You may want to try to get a discounted buy out of the contract rather than defaulting. Good luck.


----------



## DeniseM (Mar 15, 2013)

More info. about what the OP bought - sounds like a scam in itself.

http://tugbbs.com/forums/showthread.php?p=1433267#post1433267


----------



## Rent_Share (Mar 15, 2013)

From your other post



> In the event of default by OWNER, Value Received shall be due and payable on demand OWNER further agrees that in the event legal action arises in connection with this Agreement, the successful party shall recover from the other, responsible and actual legal costs and attorneys fees as governed by the state of Quintana Roo, Mexico.


 
Unless you have assets in Mexico I cannot imagine what possible consequence a judgment in Mexico will have on your credit rating or financial well being.

If the organization had assets or an office in the US they might have a venue clause that could have you defending a lawsuit in the same state where they had holdings (A judgment in another state has to be reconfirmed In the state where the debtor has assets in order for the judgment creditor to take action.) A Mexican entity has no standing in local court.

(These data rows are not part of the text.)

PR #531, opened 2024-10-10
SL-740: add Apgar scores widget

cioan:
Potentially, this could be used to display any discrete obs values using this flexible configuration:
Screenshot 2024-10-10 at 9 39 30 AM

Screenshot 2024-10-10 at 9 09 55 AM

### DIFF
--- a/omod/src/main/java/org/openmrs/module/pihcore/fragment/controller/dashboardwidgets/DiscreteValuesFragmentController.java
+++ b/omod/src/main/java/org/openmrs/module/pihcore/fragment/controller/dashboardwidgets/DiscreteValuesFragmentController.java
@@ -34,7 +34,7 @@ import java.util.List;
 import java.util.Map;
 import java.util.Set;
 
-public class ApgarScoresFragmentController {
+public class DiscreteValuesFragmentController {
 
     private final Logger log = LoggerFactory.getLogger(getClass());
 
@@ -130,7 +130,6 @@ public class ApgarScoresFragmentController {
                 simpleObject.put("obsValue", obs.getValueAsString(Context.getLocale()));
             }
         }
-        model.put("visitUrl", visitUrl);
         model.put("fields", fields);
     }
 
--- a/omod/src/main/java/org/openmrs/module/pihcore/fragment/controller/dashboardwidgets/DiscreteValuesFragmentController.java
+++ b/omod/src/main/java/org/openmrs/module/pihcore/fragment/controller/dashboardwidgets/DiscreteValuesFragmentController.java
@@ -1,14 +1,9 @@
 package org.openmrs.module.pihcore.fragment.controller.dashboardwidgets;
 
 import org.apache.commons.lang.StringUtils;
-import org.codehaus.jackson.JsonNode;
-import org.codehaus.jackson.node.ArrayNode;
 import org.openmrs.Concept;
-import org.openmrs.Encounter;
 import org.openmrs.Obs;
 import org.openmrs.Patient;
-import org.openmrs.PatientProgram;
-import org.openmrs.Program;
 import org.openmrs.api.ConceptService;
 import org.openmrs.api.ObsService;
 import org.openmrs.api.ProgramWorkflowService;
@@ -24,17 +19,40 @@ import org.openmrs.ui.framework.fragment.FragmentModel;
 import org.slf4j.Logger;
 import org.slf4j.LoggerFactory;
 
-import java.util.ArrayList;
-import java.util.Arrays;
-import java.util.Date;
-import java.util.HashMap;
 import java.util.HashSet;
-import java.util.Iterator;
 import java.util.LinkedHashMap;
 import java.util.List;
 import java.util.Map;
 import java.util.Set;
 
+/**
+ * This widget could be used to display discret obs values across many encounters within the same program enrollment.
+ * The config parameters are an array of fields, where each field has a:
+ *  - label : could indicate the name of the value to be displayed
+ *  - concept: points to the Concept of the obs whose value is displayed
+ *  - minValue: if specified and the obs.valueNumeric < minValue then the value will be highlighted in red
+ *
+ *      "fragmentConfig": {
+ *             "fields": [
+ *               {
+ *                 "label" : "pihcore.apgar.tenMinutes",
+ *                 "concept": "${concept.apgarAtTenMinutes.uuid}",
+ *                 "minValue": "7"
+ *               },
+ *               {
+ *                 "label" : "pihcore.apgar.fiveMinutes",
+ *                 "concept": "${concept.apgarAtFiveMinutes.uuid}",
+ *                 "minValue": "7"
+ *               },
+ *               {
+ *                 "label" : "pihcore.apgar.oneMinute",
+ *                 "concept": "${concept.apgarAtOneMinute.uuid}",
+ *                 "minValue": "7"
+ *               }
+ *             ],
+ *             "duringCurrentEnrollmentInProgram": "${program.infant.uuid}"
+ *           }
+ */
 public class DiscreteValuesFragmentController {
 
     private final Logger log = LoggerFactory.getLogger(getClass());
@@ -71,15 +89,23 @@ public class DiscreteValuesFragmentController {
                 String label = (String) fieldNode.get("label");
                 String conceptUuid = (String) fieldNode.get("concept");
                 String minValue = (String) fieldNode.get("minValue");
+                float floatValue = 0;
+                if (StringUtils.isNotBlank(minValue)) {
+                    try {
+                        floatValue = Float.parseFloat(minValue);
+                    } catch (NumberFormatException e) {
+                        throw new IllegalArgumentException("minValue config parameter has to be number", e);
+                    }
+                }
                 if (StringUtils.isNotBlank(conceptUuid)) {
                     Concept concept = conceptService.getConceptByReference(conceptUuid);
                     if (concept == null) {
-                        throw new IllegalArgumentException("No concept with this UUID: " + conceptUuid + " found. Please pass correct concept UUID into the configuration");
+                        throw new IllegalArgumentException("No concept with this ref: " + conceptUuid + " found. Please pass correct concept ref into the configuration");
                     }
                     concepts.add(concept);
                     fields.put(conceptUuid, SimpleObject.create(
                             "label", label,
-                            "minValue", minValue
+                            "minValue", floatValue
                     ));
                 }
             } catch (Exception e) {
@@ -94,7 +120,7 @@ public class DiscreteValuesFragmentController {
             obs.getValueAsString(Context.getLocale());
             SimpleObject simpleObject = fields.get(obs.getConcept().getUuid());
             if (simpleObject != null ) {
-                simpleObject.put("obsValue", obs.getValueAsString(Context.getLocale()));
+                simpleObject.put("obs", obs);
             }
         }
         model.put("fields", fields);
--- a/omod/src/main/java/org/openmrs/module/pihcore/fragment/controller/dashboardwidgets/DiscreteValuesFragmentController.java
+++ b/omod/src/main/java/org/openmrs/module/pihcore/fragment/controller/dashboardwidgets/DiscreteValuesFragmentController.java
@@ -15,6 +15,7 @@ import org.openmrs.api.ProgramWorkflowService;
 import org.openmrs.api.context.Context;
 import org.openmrs.module.appframework.domain.AppDescriptor;
 import org.openmrs.module.emrapi.patient.PatientDomainWrapper;
+import org.openmrs.module.pihcore.PihCoreUtils;
 import org.openmrs.ui.framework.SimpleObject;
 import org.openmrs.ui.framework.annotation.FragmentParam;
 import org.openmrs.ui.framework.annotation.SpringBean;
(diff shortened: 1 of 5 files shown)


mseaton (changes requested):
Per your comment @cioan , we have the exact same issue here that happened in the last widget - you wrote a useful, generic fragment, but named it for a specific use case, and did not pull out the one or two hard-coded things, namely the label.  Can you please rename this and pull out anything hard-coded to "apgar" into a config property, just like before?

omod/src/main/java/org/openmrs/module/pihcore/fragment/controller/dashboardwidgets/DiscreteValuesFragmentController.java
```diff
@@ -0,0 +1,143 @@
...
+            patient = ((PatientDomainWrapper) patientConfig).getPatient();
+        }
+        if (patient == null) {
+            throw new IllegalArgumentException("No patient found. Please pass patient into the configuration");
+        }
+
+        model.put("app", app);
+        model.put("patient", patient);
+
+        JsonNode node = app.getConfig().get("fields");
```
mseaton, line 61: I think this same issue probably exists everywhere / all over the place, but this is something I was contending with in other fragments I was recently writing for Rwanda.  Basically, I think all of the config that drives the behavior of the fragment should be pulled from the `FragmentConfiguration config`, _not_ from the `app.getConfig()`.  The app config is for configuring the "app", whereas the fragment config should be for configuring the fragment.

Think of it this way - if you wanted to add this same fragment to a gsp directly (eg. without adding it as an app/extension), could you do it?  If the configuration it needs is coming from an "app.getConfig()" then you couldn't.  But if it is coming from the fragment config, then you simply put the configuration into the fragment declaration on the page, and it works as expected.

Does this make sense?  The same applies to any configurations here

omod/src/main/java/org/openmrs/module/pihcore/fragment/controller/dashboardwidgets/DiscreteValuesFragmentController.java
```diff
@@ -0,0 +1,143 @@
...
+        if (node instanceof ArrayNode) {
+            ArrayNode arrayNode = (ArrayNode) node;
+            for (Iterator<JsonNode> iter = arrayNode.getElements(); iter.hasNext();) {
+                JsonNode fieldNode = iter.next();
+                try {
+                    String label = fieldNode.get("label").asText();
+                    String conceptUuid = fieldNode.get("concept").asText();
+                    String minValue = fieldNode.get("minValue").asText();
+                    if (StringUtils.isNotBlank(conceptUuid)) {
+                        Concept concept = conceptService.getConceptByUuid(conceptUuid);
```
mseaton, line 76: Ideally this would support mappings equally well.  You could use `HtmlFormEntryUtil.getConcept(String lookup)` or the new method in core `conceptService.getConceptByReference(String ref)`, which supports uuid and a number of other lookup options.

omod/src/main/java/org/openmrs/module/pihcore/fragment/controller/dashboardwidgets/DiscreteValuesFragmentController.java
```diff
@@ -0,0 +1,143 @@
...
+                    throw new IllegalStateException("Invalid configuration for encounterType node", e);
+                }
+            }
+        } else {
+            throw new IllegalStateException("fields is expected to be an array of objects");
+        }
+
+        Date obsOnOrAfter = null;
+        String visitUrl = getConfigValue(app, "visitUrl");
+        String programUuid = getConfigValue(app, "duringCurrentEnrollmentInProgram");
```
mseaton, line 97: At this point, it is probably high time that we move some of what we are doing here into a common set of utility methods.  We now have a number of controllers that all have similar logic for getting encounter and obs that fall within the current enrollment of a particular program.  And we will likely continue to need more of this.  Can we look at extracting this to some utilities that we can re-use, test, and ensure bug fixes are applied universally?

mseaton (changes requested):
See my new comments @cioan

omod/src/main/java/org/openmrs/module/pihcore/fragment/controller/dashboardwidgets/DiscreteValuesFragmentController.java
cioan: @mseaton , makes sense. How would you do this? Is this fragment config configured this way anywhere else? I could not find an example on how to change it. Thanks!

cioan: @mseaton , is this what you meant? using fragmentConfig param?
Screenshot 2024-10-10 at 2 08 10 PM

cioan: fyi @mseaton , the above, using the fragmentConfig worked fine. I will refactor this widget to use the fragmentConfig node.

mseaton: Yes, that's right @cioan

omod/src/main/java/org/openmrs/module/pihcore/fragment/controller/dashboardwidgets/DiscreteValuesFragmentController.java
```diff
@@ -0,0 +1,102 @@
...
+import java.util.Arrays;
+import java.util.Date;
+import java.util.HashMap;
+import java.util.HashSet;
+import java.util.Iterator;
+import java.util.LinkedHashMap;
+import java.util.List;
+import java.util.Map;
+import java.util.Set;
+
```
mseaton, line 37: It is not at all obvious what this fragment does from the code below.  Can you add a comment describing what this does and when it would be used and how you'd configure it?

omod/src/main/java/org/openmrs/module/pihcore/fragment/controller/dashboardwidgets/DiscreteValuesFragmentController.java
```diff
@@ -0,0 +1,102 @@
...
+            throw new IllegalStateException("Missing configuration fields on widget");
+        }
+        Set<Concept> concepts = new HashSet<>();
+        Map<String, SimpleObject> fields = new LinkedHashMap<>();
+        for (int i = 0; i < fieldsObject.size(); i++ ) {
+            try {
+                Map<String, String> fieldNode = (LinkedHashMap) fieldsObject.get(i);
+                String label = (String) fieldNode.get("label");
+                String conceptUuid = (String) fieldNode.get("concept");
+                String minValue = (String) fieldNode.get("minValue");
```
mseaton, line 73: I have to imagine that maxValue may also be a thing we need to support, though I guess that can come later as needed

omod/src/main/java/org/openmrs/module/pihcore/fragment/controller/dashboardwidgets/DiscreteValuesFragmentController.java
```diff
@@ -0,0 +1,102 @@
...
+        }
+
+        String programUuid = (String) config.get("duringCurrentEnrollmentInProgram");
+        List<Obs> obsList = PihCoreUtils.getObsWithinProgram(patient, concepts, programUuid);
+
+        for (Obs obs : obsList) {
+            obs.getValueAsString(Context.getLocale());
+            SimpleObject simpleObject = fields.get(obs.getConcept().getUuid());
+            if (simpleObject != null ) {
+                simpleObject.put("obsValue", obs.getValueAsString(Context.getLocale()));
```
mseaton, line 97: Why are we getting value as String here?  Why not just put the entire obs in here?  It's easy enough to format this as a String in the gsp by using `ui.format(obs)` (I think), and don't you need to get the numeric value for usage in the gsp to determine if it is outside of range?

omod/src/main/webapp/fragments/dashboardwidgets/discreteValues.gsp
```diff
@@ -0,0 +1,23 @@
...
+        <a href="${ ui.urlBind("/" + contextPath + app.url, [ "patient.uuid": patient.id ]) }" class="right">
+            <i class="icon-share-alt edit-action" title="Edit"></i>
+        </a>
+    </div>
+    <div class="info-body">
+        <% fields.each { concept, obs -> %>
+            <div>
+                <span style="font-family: 'OpenSansBold'";>${ ui.message(obs.label) }:</span>
+                <% if ( obs.minValue && obs.obsValue && obs.minValue.isNumber() && obs.obsValue.isNumber() &&
+                        (new BigDecimal(obs.obsValue) < new BigDecimal(obs.minValue))) {%>
```
mseaton, line 15: Per my comment above, shouldn't we just put the obs in the object, and then do a comparison on obs.valueNumeric?  What is this `isNumber()` method you are calling?  Is that some magic groovy thing?  Does that work?

Basically if `obs.valueNumeric && ...`

omod/src/main/webapp/fragments/dashboardwidgets/discreteValues.gsp
```diff
@@ -0,0 +1,23 @@
...
+                    <span style="color: red;">${ obs.obsValue }</span>
```
mseaton, line 16: Would be best to pass a css class in and/or default to one here.  We can then style that in our global.css file.  This is fine for now I guess, but we may want to think about that for the future.

omod/src/main/webapp/fragments/dashboardwidgets/discreteValues.gsp
```diff
@@ -0,0 +1,23 @@
...
+        <h3>${ ui.message(app.label) }</h3>
+        <a href="${ ui.urlBind("/" + contextPath + app.url, [ "patient.uuid": patient.id ]) }" class="right">
+            <i class="icon-share-alt edit-action" title="Edit"></i>
+        </a>
+    </div>
+    <div class="info-body">
+        <% fields.each { concept, obs -> %>
+            <div>
+                <span style="font-family: 'OpenSansBold'";>${ ui.message(obs.label) }:</span>
+                <% if ( obs.minValue && obs.obsValue && obs.minValue.isNumber() && obs.obsValue.isNumber() &&
```
mseaton, line 14: We should add `minValue` as a number the first place, and validate that it's a number in the Controller.  By the time we  get here, minValue should be assumed to either be null or a number.

omod/src/main/webapp/fragments/dashboardwidgets/discreteValues.gsp
```diff
@@ -0,0 +1,23 @@
+
+<div class="info-section">
+    <div class="info-header">
+        <i class="${app.icon}"></i>
+        <h3>${ ui.message(app.label) }</h3>
+        <a href="${ ui.urlBind("/" + contextPath + app.url, [ "patient.uuid": patient.id ]) }" class="right">
+            <i class="icon-share-alt edit-action" title="Edit"></i>
```
mseaton, line 7: Is this an "Edit"?  If not, it shouldn't be listed that way.  And...what is this exactly?  What would one actually be linking to or editing in such a widget that spans multiple obs across encounters within a program?  Is this in the requirements or is this just copied from some other fragment and you forgot to remove it?

mseaton (changes requested):
Looking better @cioan .  But now I'm actually looking more into the details rather than the bigger structure.  See a few additional comments and let me know if you want to discuss.

omod/src/main/java/org/openmrs/module/pihcore/fragment/controller/dashboardwidgets/DiscreteValuesFragmentController.java
```diff
@@ -0,0 +1,102 @@
...
+        for (int i = 0; i < fieldsObject.size(); i++ ) {
+            try {
+                Map<String, String> fieldNode = (LinkedHashMap) fieldsObject.get(i);
+                String label = (String) fieldNode.get("label");
+                String conceptUuid = (String) fieldNode.get("concept");
+                String minValue = (String) fieldNode.get("minValue");
+                if (StringUtils.isNotBlank(conceptUuid)) {
+                    Concept concept = conceptService.getConceptByReference(conceptUuid);
+                    if (concept == null) {
+                        throw new IllegalArgumentException("No concept with this UUID: " + conceptUuid + " found. Please pass correct concept UUID into the configuration");
```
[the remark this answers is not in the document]
cioan: ok

omod/src/main/java/org/openmrs/module/pihcore/fragment/controller/dashboardwidgets/DiscreteValuesFragmentController.java
cioan: added

omod/src/main/java/org/openmrs/module/pihcore/fragment/controller/dashboardwidgets/DiscreteValuesFragmentController.java
cioan: yes, we could add this later if needed

omod/src/main/java/org/openmrs/module/pihcore/fragment/controller/dashboardwidgets/DiscreteValuesFragmentController.java
cioan: ok

omod/src/main/webapp/fragments/dashboardwidgets/discreteValues.gsp
cioan: ok

omod/src/main/webapp/fragments/dashboardwidgets/discreteValues.gsp
cioan: ok, we will think about this in the future

omod/src/main/webapp/fragments/dashboardwidgets/discreteValues.gsp
cioan: ok

omod/src/main/webapp/fragments/dashboardwidgets/discreteValues.gsp
cioan: deleted

cioan:
@mseaton , I think that I addressed again all your latest suggestions. Thanks!

mseaton (approved):
Thanks for bearing with me over multiple reviews!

If you do default I would scratch Mexico off my list of vacation destinations, Under British Common Law, which the law of the US states is based on (except Louisiana) there is a clear distinction between civil and criminal matters, and unless there is fraud involved you cannot be put in jail for non-payment of a civil debt (anymore), I am not sure I would trust the Federales an/or Policia to hold up to that same standard, since despite their efforts to court tourism, roadside justice and adjudication still occurs.


----------



## timeos2 (Mar 15, 2013)

The potential problem is if an American based firm is paying off the seller based on those loan promises. If that is the case they couldn't care less what or where it went - they gave that group the cash in exchange for the promised loan payments.  And as an American based firm (if they are) they can use American reporting agencies / collection agencies to get that money back. 

You want to be very careful who/what is involved here. If it's all Mexican based and likely two or more Mexican scam operators in collusion then you can safely walk away. But if they have American ties things might not be so easy to get out of.


----------



## bioleal (Mar 15, 2013)

RX8 said:


> Where did you purchase?  Why the change of heart so quickly after purchasing?

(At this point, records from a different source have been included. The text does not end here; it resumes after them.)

PR #533, opened 2024-10-16
SL-742: implement Newborn Indicators widget

cioan:
Since the Newborn Indicators widget is required to display the patient location, I have moved the code from the Patient Location widget into a common class that both widgets could invoke. 

Screenshot 2024-10-16 at 10 07 04 AM


mseaton (approved):
Thanks @cioan .  Looks ok to me at first glance.  I might have initially expected us to build a widget like this with the status data functionality that we have, but this is fine and likely easier.

cioan:
Thanks @mseaton !

PR #473, opened 2021-08-11
Notifier Tweaks

majora2007:
# Fixed
- Fixed: Fixed some https issue on some users machines when checking Github.

# Changed
- Changed: Tweaked the wording to imply you can leave the page for check for update.


majora2007:
This is on hold until I find a better solution.

PR #532, opened 2021-08-28
[BUGFIX] Fix some null crashes

ChristofferGreen:
On first startup of Kavita some data may be null.
Added protection against accesses of such null data.


majora2007:
These null checks are not needed. The reason is var user = await _unitOfWork.UserRepository.GetUserByUsernameAsync(User.GetUsername()) has a check and if the user doesn't exist, we throw an Exception which halts the code from moving forwards, as the user needs to log in.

- *We purchased a membership at* Hacienda Tres Rios (presumably from Sunset group) in Playa del Carmen, which would give access to all 4 resorts in that cancun/Playa area.  It includes every 2 years: "flex" 1 registered week (studio for $760 w/ option to up-grade for 1 or 2 bed) and an option of 1 "VIP week" (same above but optional) ; and the "right" to pay for 2 weeks/year exchange in their Interclub (network). Both registered and VIP weeks are AI optional.

- *Why did I change idea?* I actually did not; we really liked what we saw (both Tres Rios and Fisherman's), and even tough we promised ourselves "Not to buy" at the presentation.... when the seller said we could get rid of our existing time share (Trade it), we end up wanting really bad that place... so we did it... 

*What makes me want to flip a finger to them*, are some lies in the presentation (not worded in the contract) like the privileges of their VIP network (http://vip-travel-club.com) which seem way too mysterious, and no one has information about it. Also, the 2 exchangeable weeks/year was supposed to be through II, RCI, Interclub and VIP... and in fact is only Interclub.

As other pointed out in my other post, about "value trade agreement" ... the "trading" of our existing TimeShare for this one; is most likely a scam... so TUG members recommended me not to send any document or pay the up-front $500 fee

The information we have at TUG is that they are overbooked.

Plus Sunset has such a bad reputation (in the web and TUG), that I am not sure what in the contract would ever materialize. 

... if we could trade our existing timeshare as promissed, easily use our weeks (availability as they promised), and use the benefits of their VIP network... we would still be happy, even after paying way too much... but so far it seems there are a lot of lies to be discovered ...

I tried to contact other Sunset members here at TUG, about how good/bad are their experiences about reserving, trading using Interclub/VIP...  but no one responded...


----------



## Rent_Share (Mar 15, 2013)

timeos2 said:


> The potential problem is if an American based firm is paying off the seller based on those loan promises. If that is the case they couldn't care less what or where it went - they gave that group the cash in exchange for the promised loan payments. And as an American based firm (if they are) they can use American reporting agencies / collection agencies to get that money back.
> 
> You want to be very careful who/what is involved here. If it's all Mexican based and likely two or more Mexican scam operators in collusion then you can safely walk away. But if they have American ties things might not be so easy to get out of.


 
The Limited Documents provided clearly indicated a venue clause of Quintana Roo, Mexico, I have never seen a contract with two venue clauses in it. The OP could wait for valid sevice of process in the state they live in before considering paying anything


----------



## bioleal (Mar 15, 2013)

hello David and John;

Yes, the finance was done with two Mexican companies FINCONPRO and Promotora Sunset Beach Clubs.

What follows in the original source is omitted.